Rezension - "Libellen im Kopf"

"Libellen im Kopf" von Gavin Extence
Originaltitel: "The Mirror World of Melody Black"
 


Alles begann, wie es manchmal eben so ist, mit einem toten Mann. Er war ein Nachbar – niemand, den Abby gut kannte, dennoch: Einen Verstorbenen zu finden, wenn man sich nur gerade eine Dose Tomaten fürs Abendessen ausleihen möchte, ist doch ein bisschen schockierend. Oder sollte es jedenfalls sein. Zu ihrem eigenen Erstaunen ist Abby von dem Ereignis zunächst seltsam ungerührt, aber nach diesem Mittwochabend gerät das fragile Gleichgewicht ihres Lebens immer mehr ins Wanken, und Abby scheint nichts dagegen unternehmen zu können …


         
*Ich habe dieses Buch als Rezensionsexemplar erhalten*
*Meine Meinung ist jedoch meine eigene und hat nichts mit dem Erhalt des Buches zu tun*



Ihr wisst ja nicht was für ein tolles Gefühl es ist endlich mal etwas lesen zu können - einfach weil ihr gerade Lust darauf habt und es nicht irgendwann einmal in einer Klausur geprüft wird. Oder vielleicht kennt ihr das doch und wisst genau was ich meine ;) 

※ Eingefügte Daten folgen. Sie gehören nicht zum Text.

Issue #1313, opened 2013-07-09
[2.1.1-Java] Wrong Controller Method called with Spring and Action.Simple Interceptor with simultaneous requests


fabiankessler:
My Spring-based controller:

@Service
@With(DummyInterceptor.class)
public class LaterController extends Controller {
    public Result foo() throws Exception {
        System.out.println("foo");
        System.out.println(request());
        return null;
    }
    public Result bar() throws Exception {
        System.out.println("bar");
        System.out.println(request());
        return null;
    }
}

My interceptor:

@Service
public class DummyInterceptor extends Action.Simple {
    public Result call(Http.Context ctx) throws Throwable {
        Thread.sleep(1000);
        return delegate.call(ctx);
    }
}

Now firing two requests, one for foo and one for bar, always the 2nd one gets executed. bar() is executed for the first foo() call.
When removing the sleep then it also happens, but only rarely, so it depends on timing.
Without the interceptor this problem does not occur.

Here's a screenshot showing how two actions are called in the chrome console. The second one /s/later/skeleton/archive returns the html code for the first one as well, 'active':

![chrome](https://f.cloud.github.com/assets/2506130/766633/0dc9da36-e869-11e2-83a7-60153a58ab59.png)

That's because the 'active' controller method gets called, not the 'archive', even though the request() in idea shows the correct url:

![idea](https://f.cloud.github.com/assets/2506130/766643/6b964366-e869-11e2-94ae-836dc9b2ea94.png)

My routes:
GET      /s/later/skeleton/active    @controllers.user.later.LaterController.skeletonActive
GET      /s/later/skeleton/archive   @controllers.user.later.LaterController.skeletonArchive

Before having 2 routes for this i used variables. at first in the path:

GET      /s/later/skeleton/:lifecycle  @controllers.user.later.LaterController.skeleton(lifecycle:String)

Then as querystring:

GET      /s/later/skeleton             @controllers.user.later.LaterController.skeleton(lifecycle:String)

in both cases the incoming 'lifecycle' variable is wrong in those race conditions, it is from the other simultaneous request.

I did not try 2.1.2 since there is nothing related mentioned in the changelog.
Anyway it should be easy to reproduce.

PR #4261, opened 2015-04-17
Added warning about possible routing errors if singleton pattern is used...

twistedpair:
The Play documentation does not clearly stress that `you` the programmer must supply a distinct instance of the `Action` for every request you serve. Otherwise some pretty terrible routing errors will occur where `RequestA` is sent to the controller method for `RequestB` and thus receives the response for the wrong request.

The documentation also does not speak at all to how to properly do this will DI frameworks like Spring, where `@Component`, `@Named`, `@Bean`, `@Repository`, and `@Service` will default to singleton scoped beans. I've added the warning which will hopefully save many other programmers this headache.

See prior issue #1313 @fabiankessler chime in if you wish.

### DIFF
--- a/documentation/manual/working/javaGuide/main/http/JavaActionsComposition.md
+++ b/documentation/manual/working/javaGuide/main/http/JavaActionsComposition.md
@@ -1,4 +1,4 @@
-<!--- Copyright (C) 2009-2015 Typesafe Inc. <http://www.typesafe.com> -->
+﻿<!--- Copyright (C) 2009-2015 Typesafe Inc. <http://www.typesafe.com> -->
 # Action composition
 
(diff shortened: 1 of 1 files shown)


jroper:
Hi @twistedpair, thanks for this improvement.  I'm wondering if we should be even more explicit - the problem occurs primarily with Spring users, so perhaps we should state something like "for example, if you are using Spring as a DI container for Play, you need to make sure that your action beans are prototype scoped".

archie-sh:
Hi @twistedpair  I had the same problem and added @Scope("prototype") to my play.mvc.Security.AuthenticatedAction bean, if it was not for your post I would have spent hours on the problem. Thanks.

PR #4263, opened 2015-04-20
Parse and apply 'play.modules.evolutions.enabled' config option.

yatskevich:
[Documentation](https://www.playframework.com/documentation/2.4.x/Evolutions) says that setting `play.modules.evolutions.enabled` to `false` should disable evolutions for all datasources, but it was not happening. Only per datasource config (e.g. `play.modules.evolutions.db.default.enabled = false`) worked.

This patch makes Evolutions Module behave as described in docs.

### DIFF
--- a/framework/src/play-jdbc/src/main/scala/play/api/db/evolutions/ApplicationEvolutions.scala
+++ b/framework/src/play-jdbc/src/main/scala/play/api/db/evolutions/ApplicationEvolutions.scala
@@ -224,12 +224,13 @@ class DefaultEvolutionsConfigParser @Inject() (configuration: Configuration) ext
     }
 
     // Load defaults
+    val enabled = loadBoolean("enabled", None, true)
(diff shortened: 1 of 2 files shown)


megazord:
@yatskevich maybe we should correct the docs instead of the code. Disable evolutions per datasource makes sense to me, since I can have a read-only datasource. There is even an issue for that: #3237.

yatskevich:
@megazord Sure, being able to disable evolutions per datasource is a nice feature but I guess it's also a common use-case to disable evolutions completely in one shot (e.g. `evolutionplugin=disabled`). And also  having `enabled` flag on `play.modules.evolutions` is a bit more consistent with the rest of global properties like `autocommit`, `useLocks`, etc.)

jroper:
As I understand it, this ensures that it's possible to do both, right?

yatskevich:
@jroper Exactly!

PR #4264, opened 2015-04-21
Don't make PlayEnhancer required

benmccann:


jroper:
If we do this, then it means users that require enhancement will have to manually enable it, that will have to be clearly documented.

julienrf:
Does it work if `PlayEnhancer` is an auto-plugin that requires `PlayJava`? Thus, it would be enabled by default but could be manually disabled, right?

jroper:
@julienrf Yes. But, my thought was that PlayEnhancer would be useful for more than just Play projects, it feels wrong that the enhancer should depend on Play and not the other way around, because there's nothing in PlayEnhancer that requires it to depend on Play.

We could also do this:

```scala
object DefaultPlayEnhancer extends AutoPlugin {
  def triggers = noTrigger
}
object PlayEnhancer extends AutoPlugin {
  def triggers = allRequirements
  def requires = DefaultPlayEnhancer
  def projectSettings = Seq(
    ...
  )
}
```

Then make `PlayJava` depend on `DefaultPlayEnhancer`.  This will trigger `PlayEnhancer` to be enabled by default, but users can disable it explicitly.

benmccann:
It seems wrong that there's a hard dependency in either direction since neither truly depends on the other. I like the idea of enabling it explicitly best because anything else just has the wrong semantics.

I've update the migration guide to include this.

mkurz:
@benmccann The documentation of the ebean project needs to be updated too I think. See the yellow information box under "Using model superclass" [here](https://www.playframework.com/documentation/2.4.x/JavaEbean#Using-Model-superclass). It probably should be mentioned that enhancement has to be enabled explicitly now. [Here](https://github.com/playframework/play-ebean/blob/master/docs/manual/working/javaGuide/main/sql/JavaEbean.md#user-content-using-model-superclass) is the documentation source file.

In my opinion the `play-enhancer` not only makes sense when using Ebean, but could be useful in *any* Play app. That's why I think it should get documented somewhere in general. If someone doesn't use Ebean and therefore doesn't look into the Ebean documentation, how should he or she even now that the `play-enhancer` exists? So IMHO at least it should be mentioned in the [JPA documentation](https://www.playframework.com/documentation/2.4.x/JavaJPA) or even better, in a more general place in the documentation. Just my 2 cents.

mkurz:
BTW (this has nothing to do with this issue): The Java Ebean documentation still uses Java 6/7 [code samples](https://www.playframework.com/documentation/2.4.x/JavaEbean#Transactional-actions), which  probably can be removed by now, as Java 8 is mandatory.

jroper:
It's fine putting it in the migration guide, but we should also make the decision: should new projects have it enabled by default (that is, should the Java template be updated so that it's explicitly enabled)?

Personally, I hate the enhancer, it's magic, it causes problems with IDEs, etc etc, but then I'm not a Java developer that has to suffer through Java boilerplate.

Also, if we're going to not make it enabled by default, then perhaps we should remove the dependency on it from the Play sbt plugin.  This would mean users would need to explicitly add it to their plugins.sbt as well to enable it.

benmccann:
Yeah, I hate enhancer too because it's magic as you said. That's one of the reasons I like having to specify it to be enabled. It's not so bad if you know you're using it, but when it happens by default without you knowing, it's less fun. And this is coming from a Java developer who doesn't like Java boilerplate :-)

I can go either way on removing it from the Play sbt plugin. It's pretty lightweight. Just one extra dependency it pulls in on javassist.

jroper:
If we're going to disable the enhancer by default, then we need to update a lot of documentation, where we have objects with fields that don't have getters or setters.  The code samples in our documentation need to match the default Play configuration.

benmccann:
Hmm, none of the tests are failing...  So I'm trying to think of a good way to identify which docs to update. Does Play enhancer only work on public fields? I suppose I could just look for public fields in the documentation.

jroper:
If the Play enhancer were removed from the ebean plugin, it would fail, though it has a hard dependency on play enhancer, so it's going to be fine.  Ebean uses enhancement anyway, so that's not such a big deal.

benmccann:
Was the ebean documentation removed? In `./working/javaGuide/main/sql/index.toc` I see a line that says `JavaEbean:Using Ebean ORM`. But there's no JavaEbean.md file and when I grep for ebean I only see it mentioned in migration guide and test documents.

mkurz:
@benmccann See my comment above. It's in the play/ebean repo itself now:https://github.com/playframework/play-ebean/blob/master/docs/manual/working/javaGuide/main/sql/JavaEbean.md

jroper:
We now use [omnidoc](https://github.com/playframework/omnidoc) to allow the Play docs to be split across multiple repositories, this means changes to ebean for example can be accompanied by changes to the documentation.  Then we use [interplay](https://github.com/playframework/interplay) to bring all the docs together, this gets run by our build server.

benmccann:
Thanks guys. Anyway, with PlayEbean now requiring PlayEnhancer, is there anywhere you think the documentation still needs to be updated?

jroper:
Probably here:

https://www.playframework.com/documentation/2.4.x/JavaForms

benmccann:
Done

mkurz:
@benmccann Jenkins is [complaining](https://playframework2.ci.cloudbees.com/job/play-master-PRs/4336/console). The [tests](https://github.com/playframework/playframework/blob/master/documentation/manual/working/javaGuide/main/forms/code/javaguide/forms/JavaForms.java) need to use getter/setter now.
The [JavaForms](https://www.playframework.com/documentation/2.4.x/JavaForms) and [JavaFormHelpers](https://www.playframework.com/documentation/2.4.x/JavaFormHelpers) documentation also still use `public` fields.

benmccann:

>[0m[[31merror[0m] [0mError: Total 217, Failed 0, Errors 1, Passed 216, Pending 1[0m
[0m[[31merror[0m] [0mError during tests:[0m
[0m[[31merror[0m] [0m	play.api.libs.ws.ning.NingConfigSpec[0m

mkurz:
Failed again :pensive:

benmccann:
Cloudbees is passing now

mkurz:
After the first RC is out, is there a chance this makes it in 2.4?

jroper:
I think we can include this in 2.4 - but I'm still cautious, it's a big change, and I'm not fully sure how big an impact it will have.

jroper:
I've sent a few emails out to a few major users of Play Java that I know to get a feeling for how useful people find it, and whether they think it should be enabled or disabled by default.

seantbrady:
@jroper invited me to provide some input here since we are major users of Play Java and Ebean.  My opinions:
* Devs should have the option to use/not play-enhancer (including Ebean users)
* play-enhancer should be disabled by default and removed from the Play sbt plugin
* Documentation should be clear about how (and why) to use it (add to plugins.sbt and enable in build.sbt)
* play-ebean plugin does not need to depend on play-enhancer (if dev teams decide to write getters/setters themselves)
* play-ebean plugin should have clear documentation that calls out the choice to either write getters/setters or use play-enhancer

All of my opinions are in the spirit of reducing "magic" and increasing transparency/understanding amongst developers. @rbygrave may appreciate this from an Ebean support standpoint.

Regarding use of play-enhancer in general, my team has admitted to not missing writing getters/setters over the last 3 years.  However, in my opinion, the functionality offered by play-enhancer is really a language extension (making up for lack of Properties in Java) which does not need to be conflated with (or required by) the core Play web framework.

muymoo:
I'm another dev who works with a bunch of Play Java users. I agree with everything @seantbrady said. Disabled by default. It is confusing magic for new developers. I would add why should you enable enhancers to the documentation as well.

jroper:
Ok, so disabled by default, but we need to document enabling it somewhere in the documentation, not just in the migration guide.  I think we should therefore also remove the dependency on it from the Play sbt plugin - this also means we can change the enhancer to be automatically enabled if you include a dependency on it, which makes for a better user experience for the enhancer, you only add something to `plugins.sbt`, no need to also add `enablePlugins(PlayEnhancer)` to `build.sbt`.

There is another question: should the templates for creating new projects have it explicitly enabled?  If they don't, I guess very few people will ever use the enhancer.

Finally, regarding ebean, getter/setter enhancement *must* be done before ebean enhancement, since ebean enhances the getters/setters.  Currently, without a requires dependency, there's no way to guarantee that.  Some solutions could include:

* Implement an option to turn getter/setter enhancement off in PlayEnhancer, so ebean can require it, but it can be turned off.
* Require enhancers to be explicitly added/configured in `build.sbt` so that the user specifies the order.  Note that sbt 0.13.8's mechanism for adding enhancers doesn't really cater for this, so we'd have to probably introduce another API to do it.  This is probably the best solution, but is a lot to do at this late hour, I don't see it happening.

benmccann:
@jroper do you think we could merge this and then I could hand off any remaining tasks to someone on the Play team?

seantbrady:
@jroper in the interest of moving this along, I vote the following:
* explicitly enable enhancer in templates to demonstrate its utility
* for now, play-ebean should require play-enhancer (with a config option to skip enhancement)
* add item to sbt backlog for controlling order of enhancers
* add item to play-ebean backlog for removing dependency on play-enhancer once sbt supports ordering

jroper:
@seantbrady The first item is done in #4391.

PR #4265, opened 2015-04-21
Actor DI support

jroper:
* Provided convenience methods for instantiating actors and binding ActorRefs for those actors
* Provided convenience methods for working with Guice assisted inject factory methods to DI actors that depend on state that isn't from the container as well
* Documented all of the above
* Bound an ExecutionContext in DI

### DIFF
--- a/documentation/manual/working/javaGuide/main/akka/code/javaguide/akka/modules/MyModule.java
+++ b/documentation/manual/working/javaGuide/main/akka/code/javaguide/akka/modules/MyModule.java
@@ -1,0 +1,17 @@
+/*
+ * Copyright (C) 2009-2015 Typesafe Inc. <http://www.typesafe.com>
+ */
+package javaguide.akka.modules;
+import javaguide.akka.ConfiguredActor;
+
+//#binding
+import com.google.inject.AbstractModule;
+import play.libs.akka.AkkaGuiceSupport;
+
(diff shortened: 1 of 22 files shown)


documentation/manual/working/javaGuide/main/akka/code/javaguide/akka/modules/MyModule.java
```diff
@@ -0,0 +1,17 @@
...
+import javaguide.akka.ConfiguredActor;
+
+//#binding
+import com.google.inject.AbstractModule;
+import play.libs.akka.AkkaGuiceSupport;
+
+public class MyModule extends AbstractModule implements AkkaGuiceSupport {
+    @Override
+    protected void configure() {
+        bindActor(ConfiguredActor.class, "configured-actor");
```
richdougherty: I really like this!

framework/src/play/src/main/scala/play/api/inject/BuiltinModule.scala
```diff
@@ -33,6 +35,7 @@ class BuiltinModule extends Module {
 
       bind[Router].toProvider[RoutesProvider],
       bind[ActorSystem].toProvider[ActorSystemProvider],
+      bind[ExecutionContext].toProvider[ExecutionContextProvider],
```
richdougherty: Good idea.

PR #4266, opened 2015-04-21
Allow Guice modules to be constructed with Environment and Configuration

richdougherty:
This allows Guice modules to, for example, dynamically create bindings from configuration. You can see an example of this in the updated docs.

### DIFF
--- a/framework/src/play/src/main/scala/play/api/inject/Module.scala
+++ b/framework/src/play/src/main/scala/play/api/inject/Module.scala
@@ -3,6 +3,8 @@
  */
 package play.api.inject
 
+import java.lang.reflect.Constructor
+import play.{ Configuration => JavaConfiguration, Environment => JavaEnvironment }
 import play.api._
 import play.utils.PlayIO
 import scala.annotation.varargs
@@ -80,7 +82,8 @@ object Modules {
    * Locate the modules from the environment.
    *
    * Loads all modules specified by the play.modules.enabled property, minus the modules specified by the
-   * play.modules.disabled property.
+   * play.modules.disabled property. If the modules have constructors that take an `Environment` and a
+   * `Configuration`, then these constructors are called first; otherwise default constructors are called.
    *
    * @param environment The environment.
    * @param configuration The configuration.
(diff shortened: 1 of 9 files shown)


richdougherty:
I also updated some things in the thread pool docs.

framework/src/play/src/main/scala/play/api/inject/Module.scala
```diff
@@ -96,7 +99,28 @@ object Modules {
...
+
+        {
+          tryConstruct(environment, configuration)
+        } orElse {
+          tryConstruct(new JavaEnvironment(environment), new JavaConfiguration(configuration))
+        } orElse {
+          tryConstruct()
+        } getOrElse {
+          throw new PlayException("No valid constructors", "Module [" + className + "] cannot be instantiated.")
+        }
```
richdougherty: @jroper, I couldn't see a way to do this in your `Reflection` utilities, but please let me know there's already a utility to do this.

framework/src/play/src/main/scala/play/api/inject/Module.scala
```diff
@@ -80,7 +82,8 @@ object Modules {
    * Locate the modules from the environment.
    *
    * Loads all modules specified by the play.modules.enabled property, minus the modules specified by the
-   * play.modules.disabled property.
+   * play.modules.disabled property. If the modules have constructors that take an `Environment` and a
+   * `Configuration`, then these constructors are called first; otherwise default constructors are called.
```
richdougherty: Since we can now initialise `Module`s with an `Environment` and `Binding` passed to the constructor we technically no longer need to provide these objects as arguments to the `Module.bindings` method. We can just pass them to the constructor instead and have a no-args `bindings` method. However, I still want to keep the `bindings` method as it is, because the method's type signature is checked at compile time, whereas a constructor's arguments aren't checked until we call the constructor at runtime.

framework/src/play/src/main/scala/play/api/inject/Module.scala
jroper: I don't think any such method exists.

jroper:
lgtm

PR #4270, opened 2015-04-21
Mysql support for migrations bigger than 64Kbs

### LINKED ISSUE #3918: Evolutions > 64kb don't apply
I wanted to start using play evolutions so I put my schema and lookup table data into an evolution. I started the app but play was asking me to apply the script over and over again with no error messages. I finally figured out that the problem is the `play_evolutions` table. The type of `apply_script` is text, which in MySQL has a max length of 64kb. My schema and data is around 74k causing everything to fail. When I manually changed the type of the column to MEDIUNTEXT everything worked.

I initially tried to break up the script so every piece was small enough but since play concatenates them into a single evolution that obviously didn't help.I'm not seeing a decent workaround for this. At the very least it an error message would be helpful. Thanks

megazord:
Also removes a duplication of databases url patterns and do some small code refactoring.

This fixes #3918.

### DIFF
--- a/framework/src/play-jdbc/src/main/scala/play/api/db/evolutions/Evolutions.scala
+++ b/framework/src/play-jdbc/src/main/scala/play/api/db/evolutions/Evolutions.scala
@@ -75,6 +75,15 @@ case class DownScript(evolution: Evolution) extends Script {
 }
 
 /**
+ * Defines database url patterns.
+ */
+private[evolutions] object DatabaseUrlPatterns {
+  lazy val SqlServerJdbcUrl = "^jdbc:sqlserver:.*".r
+  lazy val OracleJdbcUrl = "^jdbc:oracle:.*".r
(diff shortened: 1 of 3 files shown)


megazord:

jroper:
Yeah... I think it's a race condition in scalac.

framework/src/play-jdbc/src/main/scala/play/api/db/evolutions/Evolutions.scala
```diff
@@ -75,6 +75,15 @@ case class DownScript(evolution: Evolution) extends Script {
 }
 
 /**
+ * Defines database url patterns.
+ */
+object DatabaseUrlPatterns {
```
jroper: Make this `private[evolutions]`.

megazord:
Ok. Anyway, I think it is ok now.

PR #5239, opened 2015-11-09
Support creating Java GuiceApplicationBuilder from scala builder

### LINKED ISSUE #5233: Could you make the second constructor of GuiceApplicationBuilder, public?
Hello, currently we are using both, Java and Scala. However in our tests we needed to duplicate some code which could be easily replaced if:

https://github.com/playframework/playframework/blob/master/framework/src/play-java/src/main/java/play/inject/guice/GuiceApplicationBuilder.java#L25

Would be public.

Currently we do something like that:
```
trait EnvisiaScalaTestApplication {
    val folder: File

    def createBuilder: GuiceApplicationBuilder = {
        val builder = new GuiceApplicationBuilder
        builder.configure(("envisia.path", folder.toString));
    }
}
```

now our java could look interface like that:
```
public interface EnvisiaTestApplication extends EnvisiaScalaTestApplication {

    @Rule
    TemporaryFolder temporaryFolder = new TemporaryFolder();

    java.io.File folder = temporaryFolder.getRoot();

    default GuiceApplicationBuilder getBuilder() {

        return new GuiceApplicationBuilder(createBuilder());
    }

}
```

However that can't work, since this Constructor is hidden and there is no way to set it, only to duplicate both so we can't share too much code. I also don't see any reason why this is hidden.

gmethvin:
Fixes #5233

### DIFF
--- a/framework/src/play-java/src/main/java/play/inject/guice/GuiceApplicationBuilder.java
+++ b/framework/src/play-java/src/main/java/play/inject/guice/GuiceApplicationBuilder.java
@@ -26,6 +26,10 @@ public final class GuiceApplicationBuilder extends GuiceBuilder<GuiceApplication
         super(builder);
     }
 
+    public static GuiceApplicationBuilder fromScalaBuilder(play.api.inject.guice.GuiceApplicationBuilder builder) {
+        return new GuiceApplicationBuilder(builder);
+    }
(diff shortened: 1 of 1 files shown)


richdougherty:
Thanks @gmethvin.

PR #5250, opened 2015-11-12
Caveat of using H2 Postgres compat mode

naderghanbari:
Added a caveat section to H2 page mentioning `DATABASE_TO_UPPER flag + minor improvement in Prevent in memory DB reset section.

Adding this flag to the database url was the only way I found to make H2 in Postgres mode work with Play Evolutions. Mentioning it here is harmless as well and might save some time from other developers.


richdougherty:
Sorry I didn't see these PRs, I was working through my Github notifications in order! I've already pushed this change to master (921fddd3b570672cbca6627229835f4b4bf47bb2).

PR #5251, opened 2015-11-12
Caveat of using H2 Postgres compat mode to 2.4.x

naderghanbari:
Added a caveat section to H2 page mentioning `DATABASE_TO_UPPER flag + minor improvement in Prevent in memory DB reset section.

Adding this flag to the database url was the only way I found to make H2 in Postgres mode work with Play Evolutions. Mentioning it here is harmless as well and might save some time from other developers.


richdougherty:
Sorry I didn't see these PRs, I was working through my Github notifications in order! I've already pushed this change to 2.4.x (9a2f2611adfbdc6fd6b741aa3b2deac9fb294fcd).

PR #5260, opened 2015-11-16
Forward and X-Forwarded-* header handling fixes

richdougherty:
Fix up forward handling so that:

1. We don't assume the immediate connection is a trusted proxy. Before this change we would always use the first forwarded header we receive, because we assume it is sent by the immediate connection which we always trust. Now we don't trust the immediate connection unless it's actually in the list of trusted proxies.
2. When the number of X-Forwarded-For and X-Forwarded-Proto entries don't match, we no longer default to using the immediate address or protocol. Instead we just throw away all the X-Forwarded-Proto information and assume a protocol of HTTP. This is a more secure default behavior.

Also made a couple of tweaks that should improve performance:

1. Always look up address and protocol information together, since it requires scanning the same headers to do so. The result is stored in a ConnectionInfo object. The Netty and Akka headers now use a lazy ConnectionInfo to store their info.
2. Use an iterator and tail-recursive list rather than dropWhile when scanning headers.

@edvakf, this should preserve the behavior you fixed in #5081.

I'd like to backport this to 2.4 once it has been reviewed.


framework/src/play-integration-test/src/test/scala/play/it/http/SecureFlagSpec.scala
```diff
@@ -74,7 +74,7 @@ trait SecureFlagSpec extends PlaySpecification with ServerIntegrationSpecificati
     }
     "show that requests are secure if X_FORWARDED_PROTO is https" in withServer(secureFlagAction) { port =>
       val responses = BasicHttpClient.makeRequests(port)(
-        BasicRequest("GET", "/", "HTTP/1.1", Map((X_FORWARDED_PROTO, "https")), "foo")
+        BasicRequest("GET", "/", "HTTP/1.1", Map(X_FORWARDED_FOR -> "127.0.0.1", X_FORWARDED_PROTO -> "https"), "foo")
```
richdougherty: This is because we need the number of X-Forwarded-Proto headers to match the X-Forwarded-For headers. I think this is OK because all load balancers that send X-Forwarded-Proto should also send a matching X-Forwarded-Proto.

jroper:
LGTM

Jedenfalls, habe ich endlich mal ein bisschen Zeit gehabt etwas zu lesen was nichts mit meinem Konvervatiorium zu hat, also ein Hallelujah darauf meine Freunde! *Hallelujah*

Dieses Buch ist mir sofort ins Auge gesprungen, als ich es beim Bloggerportal gesehen und hab es sofort bei Goodreads hinzugefügt, einfach weil es mal etwas anderes ist: 
Auf den ersten Blick scheint Abbys Leben ganz normal. Sie wohnt mit ihrem Freund zusammen in London, verdient Geld in dem sie Zeitungsartikel schreibt und sonst scheint auch alles gut zu laufen. Doch tief in ihrem Inneren sieht es bei Abby ganz anders aus. Manchmal verlässt sie tagelang das Haus nicht und dann sieht man sie aufgetakelt die Straße hinunterlaufen. Als sie eines Tages ihren Nachbarn Simon Black tot in seiner Wohnung auffindet, gerät Abbys Leben noch stärker aus ihrer Kontrolle. Danach hat sie ständig Stimmungsschwankungen - mal ist sie euphorisch und über alle Wolken, dann hat sie wiederum tiefste Depressionen und will ihr Bett nicht verlassen. Am Ende wird es so schlimm, dass sie sogar in eine geschlossene Einrichtung eingeliefert wird. Doch Abby will sich nicht eingestehen, dass sie nicht gesund ist und verliert immer mehr die Kontrolle über ihr Leben ... 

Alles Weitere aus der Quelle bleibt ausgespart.